Quality scores and scores for the quality of reporting (based on the same criteria) ranged from 0 to 5 (out of a possible 6). Studies compared the reliability of examiners to detect the presence of weak or strong muscles, sensitivity to dental materials or foods, pressure on specific vertebrae and to a phobic stimulus. The most promising results were for the detection of the presence of weak or strong muscles.

Muscle response

Quality scores and scores for the quality of reporting (based on the same criteria) ranged from 0 to 3 (out of a possible 6). These studies tested the presence of weak or strong muscles in relation to foods, a kinesiology technique, magnets and verbal statements. Three studies reported a positive result.

Effectiveness

All the studies scored 0 on the Jadad scale (out of a maximum of 5). The number of CONSORT items reported ranged from 4 to 6 (out of a maximum of 22). Studies assessed the effectiveness of kinesiology for mastalgia, stress, and recurring dreams. All three studies reported statistically significant results in favour of kinesiology.

Authors' conclusions

There was insufficient evidence to show: diagnostic accuracy within kinesiology; that kinesiology had a specific therapeutic benefit for any condition; and that the validity of muscle testing had been established.

CRD commentary

The review question was supported by very broad inclusion/exclusion criteria. Several sources were searched without language restriction and the authors attempted to locate unpublished literature, minimising the likelihood of language and publication bias. Only one reviewer selected studies for inclusion in the review, increasing the possibility of reviewer error and bias. The authors did not report methods used to extract data or assess study quality, so the likelihood of reviewer error and bias being introduced at these stages could not be assessed. Study quality was assessed using standardised tools and the authors considered study findings in light of these results. Studies were appropriately combined in a narrative synthesis given the differences between the included studies. Despite limitations in the review, the authors' conclusion seemed to accurately reflect the paucity of the evidence presented.

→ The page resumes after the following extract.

PR #681, opened 2020-09-20
Speed up (pre)compile and load times

jmert:
This PR does two primary things with the goal of reducing load time:

1. The three global `Dict`s that are rehashed on init are eliminated, replaced with `if-else` chains at their use or in new internal helper functions. This was motivated by looking at the output of `@snoopi using HDF5` (where I started Julia with `julia --compiled-modules=no`) and noticed that many of the methods near the end with largest times were `Dict` methods.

Implications of the review for practice and research

Practice: The authors did not report any implications for practice.

Research: The authors recommended a pragmatic single blind randomised controlled study of the effectiveness of kinesiology for any condition.

Funding

One reviewer was funded by a grant from the Rufford Maurice Laing Foundation, another reviewer is supported by a Post-doctoral Development Award funded by the Department of Health National Co-ordinating Centre for Research Capacity Development, a third reviewer receives funding from the Higher Education Funding Council for England.

Bibliographic details

Hall S; Lewith G; Brien S; Little P. A review of the literature in applied and specialised kinesiology. Forschende Komplementarmedizin 2008; 15(1): 40-46. [PubMed: 19156969]

Indexing Status

Subject indexing assigned by NLM

MeSH

Humans; Kinesiology, Applied /methods /standards; Muscle, Skeletal /physiology /physiopathology; Reproducibility of Results; Treatment Outcome

AccessionNumber

12008104848

Database entry date

13/05/2009

Record Status

This is a critical abstract of a systematic review that meets the criteria for inclusion on DARE. Each critical abstract contains a brief summary of the review methods, results and conclusions followed by a detailed critical assessment on the reliability of the review and the conclusions drawn.